| PROMPT |
Find the string "some" in the data, then copy every line where it is found.

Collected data
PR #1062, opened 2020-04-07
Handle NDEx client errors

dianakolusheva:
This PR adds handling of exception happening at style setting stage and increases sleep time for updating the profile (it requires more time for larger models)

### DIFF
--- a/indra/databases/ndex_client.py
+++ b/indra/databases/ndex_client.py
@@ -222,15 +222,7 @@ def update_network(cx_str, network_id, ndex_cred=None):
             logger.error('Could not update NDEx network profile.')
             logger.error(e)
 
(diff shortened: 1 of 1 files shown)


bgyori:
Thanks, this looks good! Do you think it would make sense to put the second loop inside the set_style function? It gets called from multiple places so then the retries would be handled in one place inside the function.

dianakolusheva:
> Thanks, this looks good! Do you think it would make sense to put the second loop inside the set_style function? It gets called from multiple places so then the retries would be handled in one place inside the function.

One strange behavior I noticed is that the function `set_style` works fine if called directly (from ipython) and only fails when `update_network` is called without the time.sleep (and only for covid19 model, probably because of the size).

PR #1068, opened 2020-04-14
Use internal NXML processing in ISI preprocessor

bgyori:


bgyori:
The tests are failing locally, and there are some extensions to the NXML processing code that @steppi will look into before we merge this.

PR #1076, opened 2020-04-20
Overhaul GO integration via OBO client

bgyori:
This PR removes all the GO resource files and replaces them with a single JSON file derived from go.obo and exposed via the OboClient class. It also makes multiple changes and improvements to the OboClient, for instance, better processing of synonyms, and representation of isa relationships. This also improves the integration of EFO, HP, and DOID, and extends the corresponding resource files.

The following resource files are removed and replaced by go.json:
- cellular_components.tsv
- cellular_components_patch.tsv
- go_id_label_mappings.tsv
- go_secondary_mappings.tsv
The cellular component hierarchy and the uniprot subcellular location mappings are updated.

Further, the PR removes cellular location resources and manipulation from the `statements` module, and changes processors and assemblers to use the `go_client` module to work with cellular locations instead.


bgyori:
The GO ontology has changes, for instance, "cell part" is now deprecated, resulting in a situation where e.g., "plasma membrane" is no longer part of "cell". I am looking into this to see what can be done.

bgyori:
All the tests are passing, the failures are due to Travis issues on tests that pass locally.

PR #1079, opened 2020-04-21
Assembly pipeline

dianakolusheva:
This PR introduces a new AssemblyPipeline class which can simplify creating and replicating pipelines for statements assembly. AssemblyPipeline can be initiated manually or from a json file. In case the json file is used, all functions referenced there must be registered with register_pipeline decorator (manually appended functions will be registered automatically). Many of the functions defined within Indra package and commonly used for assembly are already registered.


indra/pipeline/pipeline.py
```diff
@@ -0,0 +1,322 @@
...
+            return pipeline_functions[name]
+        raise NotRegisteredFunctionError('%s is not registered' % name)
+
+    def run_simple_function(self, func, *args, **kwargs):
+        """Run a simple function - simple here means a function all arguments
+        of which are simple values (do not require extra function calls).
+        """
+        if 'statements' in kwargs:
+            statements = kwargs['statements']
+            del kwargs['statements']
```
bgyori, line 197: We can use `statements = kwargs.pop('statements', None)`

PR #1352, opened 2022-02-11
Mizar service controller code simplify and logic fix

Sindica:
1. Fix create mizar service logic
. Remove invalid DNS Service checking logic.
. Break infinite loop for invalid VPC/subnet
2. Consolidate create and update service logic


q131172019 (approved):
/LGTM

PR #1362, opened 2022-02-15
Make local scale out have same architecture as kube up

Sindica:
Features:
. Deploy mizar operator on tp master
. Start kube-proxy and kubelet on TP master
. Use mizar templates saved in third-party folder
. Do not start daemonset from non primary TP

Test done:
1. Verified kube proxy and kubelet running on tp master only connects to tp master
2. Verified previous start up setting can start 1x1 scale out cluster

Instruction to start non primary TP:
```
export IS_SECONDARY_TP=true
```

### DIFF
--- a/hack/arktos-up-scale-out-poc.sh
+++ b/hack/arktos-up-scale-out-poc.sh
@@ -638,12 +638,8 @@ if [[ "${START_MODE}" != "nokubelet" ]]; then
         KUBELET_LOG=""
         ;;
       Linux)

...

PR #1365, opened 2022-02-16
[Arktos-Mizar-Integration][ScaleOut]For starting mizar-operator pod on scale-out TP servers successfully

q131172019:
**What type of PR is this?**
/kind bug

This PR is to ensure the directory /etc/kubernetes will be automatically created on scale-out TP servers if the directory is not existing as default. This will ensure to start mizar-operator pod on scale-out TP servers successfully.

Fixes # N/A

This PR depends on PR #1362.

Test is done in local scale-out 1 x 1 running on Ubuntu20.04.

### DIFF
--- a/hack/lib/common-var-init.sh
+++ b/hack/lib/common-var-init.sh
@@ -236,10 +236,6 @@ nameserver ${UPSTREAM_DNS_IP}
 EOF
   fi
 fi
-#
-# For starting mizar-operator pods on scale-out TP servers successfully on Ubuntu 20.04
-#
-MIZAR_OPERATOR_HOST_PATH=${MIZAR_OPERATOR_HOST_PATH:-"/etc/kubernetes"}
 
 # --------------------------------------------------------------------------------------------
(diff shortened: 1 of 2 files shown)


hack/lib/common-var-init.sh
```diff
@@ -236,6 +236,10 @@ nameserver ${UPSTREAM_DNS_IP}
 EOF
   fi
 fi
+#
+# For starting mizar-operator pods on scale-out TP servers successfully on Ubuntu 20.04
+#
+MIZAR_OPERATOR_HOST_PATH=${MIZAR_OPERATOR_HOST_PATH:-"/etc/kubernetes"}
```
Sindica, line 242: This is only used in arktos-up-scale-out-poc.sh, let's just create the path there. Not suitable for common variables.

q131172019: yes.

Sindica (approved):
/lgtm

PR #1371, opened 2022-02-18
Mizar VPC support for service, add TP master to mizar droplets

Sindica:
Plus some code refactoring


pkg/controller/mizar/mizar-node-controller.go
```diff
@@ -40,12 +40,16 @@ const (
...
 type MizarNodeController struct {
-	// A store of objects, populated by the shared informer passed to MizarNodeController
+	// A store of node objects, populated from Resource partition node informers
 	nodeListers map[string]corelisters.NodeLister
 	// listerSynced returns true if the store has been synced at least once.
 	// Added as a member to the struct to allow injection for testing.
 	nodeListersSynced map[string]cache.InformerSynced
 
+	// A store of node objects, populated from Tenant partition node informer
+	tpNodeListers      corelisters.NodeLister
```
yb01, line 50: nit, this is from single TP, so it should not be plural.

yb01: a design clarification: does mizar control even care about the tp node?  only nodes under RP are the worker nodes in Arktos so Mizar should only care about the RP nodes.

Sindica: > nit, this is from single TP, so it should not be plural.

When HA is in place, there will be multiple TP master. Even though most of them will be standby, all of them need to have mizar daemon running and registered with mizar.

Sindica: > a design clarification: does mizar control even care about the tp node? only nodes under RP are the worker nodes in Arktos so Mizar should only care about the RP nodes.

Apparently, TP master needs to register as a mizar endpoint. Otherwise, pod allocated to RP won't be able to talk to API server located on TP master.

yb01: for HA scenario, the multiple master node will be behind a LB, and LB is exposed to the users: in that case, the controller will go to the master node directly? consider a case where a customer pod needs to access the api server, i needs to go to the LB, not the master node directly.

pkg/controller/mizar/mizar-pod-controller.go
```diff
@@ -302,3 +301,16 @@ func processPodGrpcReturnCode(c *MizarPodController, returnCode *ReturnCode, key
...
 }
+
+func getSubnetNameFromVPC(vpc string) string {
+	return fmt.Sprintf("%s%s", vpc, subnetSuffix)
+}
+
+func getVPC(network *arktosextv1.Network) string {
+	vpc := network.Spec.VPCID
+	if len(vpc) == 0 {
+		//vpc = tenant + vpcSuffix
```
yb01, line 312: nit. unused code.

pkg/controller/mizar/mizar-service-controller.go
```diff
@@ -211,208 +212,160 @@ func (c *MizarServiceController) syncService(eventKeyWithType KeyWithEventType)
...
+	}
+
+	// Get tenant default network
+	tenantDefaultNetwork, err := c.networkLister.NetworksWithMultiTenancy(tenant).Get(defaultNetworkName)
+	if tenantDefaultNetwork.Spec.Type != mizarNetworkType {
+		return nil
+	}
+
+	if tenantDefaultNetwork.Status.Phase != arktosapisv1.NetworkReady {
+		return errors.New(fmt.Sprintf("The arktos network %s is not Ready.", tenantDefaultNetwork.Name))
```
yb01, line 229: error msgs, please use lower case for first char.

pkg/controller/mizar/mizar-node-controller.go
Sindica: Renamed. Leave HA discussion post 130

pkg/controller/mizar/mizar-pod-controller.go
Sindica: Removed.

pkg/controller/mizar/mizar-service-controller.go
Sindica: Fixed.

...

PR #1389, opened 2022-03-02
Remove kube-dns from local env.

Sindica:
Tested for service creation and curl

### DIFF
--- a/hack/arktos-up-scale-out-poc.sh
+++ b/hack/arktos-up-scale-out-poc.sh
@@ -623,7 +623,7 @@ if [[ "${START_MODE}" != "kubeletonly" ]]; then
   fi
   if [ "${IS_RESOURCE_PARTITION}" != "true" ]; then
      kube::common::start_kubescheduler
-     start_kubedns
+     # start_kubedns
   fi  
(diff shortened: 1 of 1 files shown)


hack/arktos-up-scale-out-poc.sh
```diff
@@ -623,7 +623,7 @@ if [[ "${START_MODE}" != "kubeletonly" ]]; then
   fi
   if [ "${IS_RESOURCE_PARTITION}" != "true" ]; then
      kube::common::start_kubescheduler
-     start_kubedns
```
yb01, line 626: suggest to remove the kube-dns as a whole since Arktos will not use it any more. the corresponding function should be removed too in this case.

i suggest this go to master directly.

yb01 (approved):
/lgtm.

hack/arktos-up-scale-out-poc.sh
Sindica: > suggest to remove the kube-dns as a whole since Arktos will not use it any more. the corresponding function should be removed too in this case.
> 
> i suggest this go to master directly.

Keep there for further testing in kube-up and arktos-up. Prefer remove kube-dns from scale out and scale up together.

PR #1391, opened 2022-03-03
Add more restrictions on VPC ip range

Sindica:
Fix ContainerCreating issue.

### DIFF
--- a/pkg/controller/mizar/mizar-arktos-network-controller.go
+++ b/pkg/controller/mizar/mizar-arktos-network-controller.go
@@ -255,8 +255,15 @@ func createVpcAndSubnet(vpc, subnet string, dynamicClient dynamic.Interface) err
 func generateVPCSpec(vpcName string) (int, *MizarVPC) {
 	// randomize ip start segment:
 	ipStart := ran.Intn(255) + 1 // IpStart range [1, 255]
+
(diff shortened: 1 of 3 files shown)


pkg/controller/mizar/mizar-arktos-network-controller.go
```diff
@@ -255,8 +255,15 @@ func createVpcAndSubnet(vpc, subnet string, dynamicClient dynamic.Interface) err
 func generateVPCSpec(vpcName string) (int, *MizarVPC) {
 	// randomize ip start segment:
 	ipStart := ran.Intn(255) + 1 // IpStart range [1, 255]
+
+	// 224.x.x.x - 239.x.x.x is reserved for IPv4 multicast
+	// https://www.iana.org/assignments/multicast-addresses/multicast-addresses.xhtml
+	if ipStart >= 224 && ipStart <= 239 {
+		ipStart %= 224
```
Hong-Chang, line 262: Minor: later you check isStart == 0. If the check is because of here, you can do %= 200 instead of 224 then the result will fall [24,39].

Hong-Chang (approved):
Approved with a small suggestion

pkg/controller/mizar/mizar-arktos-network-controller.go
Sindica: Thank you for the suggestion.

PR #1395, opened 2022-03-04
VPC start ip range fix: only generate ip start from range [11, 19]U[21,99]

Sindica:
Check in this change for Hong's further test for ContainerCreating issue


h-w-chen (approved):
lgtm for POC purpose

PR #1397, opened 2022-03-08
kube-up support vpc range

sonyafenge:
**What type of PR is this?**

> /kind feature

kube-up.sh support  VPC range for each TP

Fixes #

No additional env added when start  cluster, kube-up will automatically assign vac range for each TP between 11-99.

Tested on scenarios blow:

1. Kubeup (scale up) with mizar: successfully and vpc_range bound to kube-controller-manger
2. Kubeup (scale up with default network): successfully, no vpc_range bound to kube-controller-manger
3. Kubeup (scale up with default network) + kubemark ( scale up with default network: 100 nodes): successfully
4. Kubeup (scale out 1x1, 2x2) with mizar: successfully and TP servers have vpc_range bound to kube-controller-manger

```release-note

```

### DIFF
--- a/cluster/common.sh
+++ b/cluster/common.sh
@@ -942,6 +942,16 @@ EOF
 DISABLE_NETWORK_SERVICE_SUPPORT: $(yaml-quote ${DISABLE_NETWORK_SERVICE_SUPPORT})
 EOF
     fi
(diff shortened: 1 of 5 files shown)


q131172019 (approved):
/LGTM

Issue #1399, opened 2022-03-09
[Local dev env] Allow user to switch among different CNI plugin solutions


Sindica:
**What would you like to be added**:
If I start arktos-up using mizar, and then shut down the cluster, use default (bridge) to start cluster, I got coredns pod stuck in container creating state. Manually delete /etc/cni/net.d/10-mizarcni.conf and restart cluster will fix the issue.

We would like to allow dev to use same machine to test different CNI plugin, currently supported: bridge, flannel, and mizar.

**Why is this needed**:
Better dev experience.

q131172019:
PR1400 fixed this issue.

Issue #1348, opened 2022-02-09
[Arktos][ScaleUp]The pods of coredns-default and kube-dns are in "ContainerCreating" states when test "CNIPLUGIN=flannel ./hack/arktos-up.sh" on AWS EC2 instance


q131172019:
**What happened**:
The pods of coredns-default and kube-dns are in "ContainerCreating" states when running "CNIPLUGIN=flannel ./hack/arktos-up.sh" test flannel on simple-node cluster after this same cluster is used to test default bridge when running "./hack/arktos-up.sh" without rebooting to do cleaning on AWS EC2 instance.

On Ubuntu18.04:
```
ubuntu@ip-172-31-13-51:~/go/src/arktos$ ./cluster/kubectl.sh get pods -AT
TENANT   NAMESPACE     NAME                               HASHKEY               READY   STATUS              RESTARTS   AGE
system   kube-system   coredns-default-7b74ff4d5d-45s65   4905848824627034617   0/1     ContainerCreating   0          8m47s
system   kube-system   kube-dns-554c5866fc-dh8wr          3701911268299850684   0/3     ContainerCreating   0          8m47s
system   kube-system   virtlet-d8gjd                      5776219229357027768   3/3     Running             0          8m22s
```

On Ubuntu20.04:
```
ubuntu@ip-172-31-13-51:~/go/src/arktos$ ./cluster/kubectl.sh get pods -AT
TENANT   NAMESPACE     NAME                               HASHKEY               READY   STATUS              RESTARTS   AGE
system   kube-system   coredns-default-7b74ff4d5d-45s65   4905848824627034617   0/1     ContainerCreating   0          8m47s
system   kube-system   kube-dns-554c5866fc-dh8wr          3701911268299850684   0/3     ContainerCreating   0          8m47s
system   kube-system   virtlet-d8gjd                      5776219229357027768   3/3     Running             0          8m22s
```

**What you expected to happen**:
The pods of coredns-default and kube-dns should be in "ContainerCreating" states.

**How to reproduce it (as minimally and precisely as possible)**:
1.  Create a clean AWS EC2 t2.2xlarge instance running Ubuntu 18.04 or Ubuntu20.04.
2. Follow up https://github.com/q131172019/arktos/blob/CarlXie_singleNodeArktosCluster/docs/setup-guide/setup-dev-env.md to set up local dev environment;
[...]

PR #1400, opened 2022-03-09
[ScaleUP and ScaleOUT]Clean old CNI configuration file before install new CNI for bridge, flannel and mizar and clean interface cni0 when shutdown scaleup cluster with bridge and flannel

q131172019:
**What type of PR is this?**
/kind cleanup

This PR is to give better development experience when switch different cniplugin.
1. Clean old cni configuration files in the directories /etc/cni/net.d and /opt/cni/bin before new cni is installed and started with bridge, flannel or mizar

| ANSWER BOX |
The tests are failing locally, and there are some extensions to the NXML processing code that @steppi will look into before we merge this.
Plus some code refactoring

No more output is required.